Jimmy Hargrove

No. 36, 20
- Position:: running back

Personal information
- Born:: November 13, 1957 Sampson County, North Carolina
- Died:: October 8, 2021 (aged 63)
- Height:: 6 ft 2 in (1.88 m)
- Weight:: 228 lb (103 kg)

Career information
- High school:: Smithfield-Selma
- College:: Wake Forest
- Undrafted:: 1981

Career history
- Cincinnati Bengals (1981); Green Bay Packers (1987);
- Stats at Pro Football Reference

= Jimmy Hargrove =

American football player (born 1957)

Jimmy Hargrove was a former running back in the National Football League.

==Biography==
Hargrove was born on November 13, 1957, in Sampson County, North Carolina. He died on October 8, 2021.

==Career==
Hargrove played with the Cincinnati Bengals during the 1981 NFL season.

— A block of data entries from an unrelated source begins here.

PR #10639, opened 2019-12-18
Fix travis timeout by excluding arm64 gcc -fsanitize=address build

slontis:
Travis constantly timing out after 50 minutes has finally annoyed me enough to fix it..

##### Checklist

### DIFF
--- a/.travis.yml
+++ b/.travis.yml
@@ -150,6 +150,12 @@ matrix:
           compiler: gcc
         - arch: arm64
           os: osx
+        # arm64 times out when using -fsanitize=address
+        # The amd64 build should be sufficient to test this.
+        # Note the env line must exactly match the env setting above 
+        - arch: arm64
+          env: CONFIG_OPTS="no-asm -Werror --debug no-afalgeng no-shared enable-rc5 enable-md2 -fsanitize=address" LSAN_OPTIONS="report_objects=1"
+
 
 before_script:
     - env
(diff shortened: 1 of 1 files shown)


richsalz:
Build fix, so not subject to 24 hours?

.travis.yml
```diff
@@ -150,6 +150,12 @@ matrix:
           compiler: gcc
         - arch: arm64
           os: osx
+        # arm64 times out when using -fsanitize=address
+        # The amd64 build should be sufficient to test this.
+        # Note the env line must exactly match the env setting above
```
mspncp: It took me a while to understand the meaning of line 155. How about making the following clarification?

```
# Note the env line must exactly match the env line from the build
# matrix above which contains the `-fsanitize=address` option.
```

levitte: Hmm, this gives me the heeby jeebies, someone is bound to make a mistake some day (say, update the config higher up without modifying it accordingly here). I guess it can be OK now, but should be refactored later on. Please add a TODO comment to that effect.

slontis: Updated the comment : Also added another note above the actual build matrix entry so that it might be read :)

slontis:
ping

mspncp:
@levitte wouldn’t it be better to mark it ‚ready to merge‘ right away if it has the ‚urgent‘ label?

levitte:
Good point.

slontis:
Thanks for reviewing quickly. Merged to master.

He also played with the USFL eventual champion Michigan Panthers and Los Angeles Raiders football teams, Hargrove also played with the Green Bay Packers during the 1987 NFL season.

He played at the collegiate level at Wake Forest University. He scored the go-ahead touchdown in the fourth quarter of an eventual 12-10 loss at Virginia on October 22, 1977.